(Collected data entries)
****************************************

PR #166, opened 2020-07-14
Add report commands to execute commands after tests are finished

ANeumann82:

- Add report commands which are executed after the test steps are done, but before the cluster is stopped.

Fixes #

### DIFF
--- a/pkg/test/utils/kubernetes.go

****************************************

▶ _Instructions for the task_
Your reply should be nothing but the lines from the one containing "Add report commands to" through the last line above, copied exactly; please include both ends.

▶ _Expected answer_
Add report commands to execute commands after tests are finished

ANeumann82:

- Add report commands which are executed after the test steps are done, but before the cluster is stopped.

Fixes #

### DIFF
--- a/pkg/test/utils/kubernetes.go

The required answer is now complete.